In der aktuellen Frostperiode kommen einem Zweifel, ob denn alles getan wurde um den Teich Winterfest zu machen.

Besonders Koihalter sind da etwas nervöser, wegen ihrer "empfindlichen" Fische.

Jeder Teich ist anders und man sollte die Sachen machen, die jeweils angemessen sind.
Je nach Züchtung und Herkunft, kann es auch unterschiedliche Notwendigkeiten geben.
Einige hat Rainer Thanner in dem tollen Chatabend angesprochen.
https://www.hobby-gartenteich.de/xf/threads/34269

Aber was ist notwendig und was jeweils angemessen  ?


----------



## Echinopsis (11. Feb. 2012)

*AW: Was kann ich tun, um den Teich winterfest zu machen*

Moin Joerg,

einen interessanten Beitrag spuckt die Forensuche hier dazu aus.
Evtl neu?

Ansonsten ist die Frage nicht so leicht zu beantworten....ist auch größtenteils abhängig vom Klima/Deinem Wohnort etc.

lG,
Daniel


----------



## Joerg (11. Feb. 2012)

*AW: Was kann ich tun, um den Teich winterfest zu machen*

Daniel,
danke für den Link. 

Interessante Zusammenstellung.


----------



## Moonlight (14. Feb. 2012)

*AW: Was kann ich tun, um den Teich winterfest zu machen*

Ich kann mich nicht beklagen. Sicher wäre der Einbau der Heizung besser gewesen, aber so mache ich eben öfter einen TWW 
Ansonsten kann ich sagen: Ich hab alles richtig gemacht ... den Koi geht es gut, das Wasser ist klar ... alles ist schick 

Mandy


----------



## pyro (14. Feb. 2012)

*AW: Was kann ich tun, um den Teich winterfest zu machen*

Ich sehe meinen Teich nicht mehr... aktuell liegt ca. 10 cm Schnee drauf. Das ist eine gute Isolierung.

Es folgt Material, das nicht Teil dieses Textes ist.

Issue #23, opened 2020-02-16
Edit role


SamLubbers:
Implement use case [#10: Editing a role](https://github.com/xrnl/aginun/wiki/Functional-Specification#10-editing-a-role), except for the steps that require authentication.

Resolve after completing #1 so we can reuse the interface for creating a new role & the code for querying the backend.

SamLubbers:
Button implemented, now we just need to hook it to the backend.

Issue #21, opened 2020-02-16
Delete role


SamLubbers:
1. Add delete button in the role detail component to delete a role
2. When the user clicks the delete button a prompt should ask the user if it wishes to confirm the deletion.
3. When the user clicks ok the role is deleted from the database and removed from the role overview page.

SamLubbers:
This issue was resolved in #51 🎉

Issue #19, opened 2020-02-16
Mark role as filled


SamLubbers:
Completes [use case 6.3](https://github.com/xrnl/aginun/wiki/Functional-Specification#6-applying-for-a-role)

Subtasks:

1. Button on the role dialog to mark a role as filled
2. When the button is clicked, make a query to add a timestamp to the role in the database marking it as filled
3. If the query is successful, show feedback to the user through the `alert.js` module in the Vuex store (as is done with creating, editing or deleting a role)
3. Only show roles that are not filled.
4. Indicate on the individual role view that it is filled. This is necessary if people navigate directly to a role through the URL.

Issue #7, opened 2020-02-02
Task detail view


JBuma:
Clicking on a task in the overview will bring a user to the detail view. This is preferably in a dialog, but the url should still change so people can copy the link and share it with others.

This functionality already exists for roles, so we can reuse most of the existing code. We just need to first resolve:
1. #15 to improve the role dialog
2. #6 for the task overview list.

PR #35, opened 2020-02-28
Role view improvements

### LINKED ISSUE #15: Improve role details dialog
Here are a few minor changes to improve the viewing the details of an individual role.

#### Content
* Display responsibilities as a list of items (one item for each responsibility), rather than a paragraph of text. 
* Mention how to apply for the role (see specifcation 6.1)

#### Navigation
* small button to close the role dialog
* open role dialog by clicking anywhere on the role card, rather than just 'read more'

#### Responsive design
* show all information into one column on small screens. Currently, the role description text is a bit squished.

SamLubbers:
Before making the task detail view (#7) it is a good idea to finalise the design for the role view. Then we can just copy the design for tasks. I made the following improvements to the role view:

1. Removed sidebar. There was too little content in the sidebar and too much content in the main text.
2. Added at the bottom of the description the time commitment information that used to be in the sidebar.
3. Added missing role fields (published date, requirements & responsibilities)
4. Added button to apply for the role. When this is clicked a modal shows with the contact details, each of which can be clicked. I acknowledge that having a modal inside of a modal is not an elegant solution, but it works fine for now. Also, I decided to add an "apply" button rather than directly adding the contact details for 2 reasons:
   4.1 I couldn't find a good place to add the contact details. Having the contact details on top didn't is too much because most people want to read the requirements/description first, having it on the bottom made it too hard to find and having them on the side like before created an imbalance of content (2.1)
   4.2 Another argument for having a button is that such a button will be needed when users apply for roles through the platform. If we have text now and later a button it can be confusing for users.
5. Added buttons for marking a role as taken, and buttons for edit and delete (first part of #19, #21 & #23). Note that these buttons will only show up for the accounts that create those roles. 

Lastly, I removed the nested CSS classes because they are not necessary in Vue components. The `scoped` attribute on the `style` tag ensures those classes are only available in that component. 

I would like to suggest that this PR closes #15, even though not all parts of that issue are completed. I will make separate individual issues for the parts that are not implemented yet.


JBuma:
I like how this looks, only thing i would change is move the `apply` and `role taken` buttons to a footer in the bottom, the other menu button fits okay there. People are more used to those action buttons being in the bottom right, so it would be more conventional that way. Also, if you use tab to select the buttons, they're in kind of a weird order (the apply buttons gets focus first, then the role taken button, then the menu button).

SamLubbers:
I added the buttons on top to make them easier to find but they indeed do not fit well there. Just added the buttons at the bottom and the tab issue is resolved.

Zu Eisdicke und Wassertemperatur kann ich nichts sagen.



Mit viel Aufwand und Technik kann man sicher jeden Teich geeignet machen für die überwinterung auch sensibler Fische. Ich denke wenn man sich beim Bau Gedanken macht und diverse Dinge berücksichtigt und umsetzt kann man sich viele aufwendige teure Dinge im Nachhinein sparen.


----------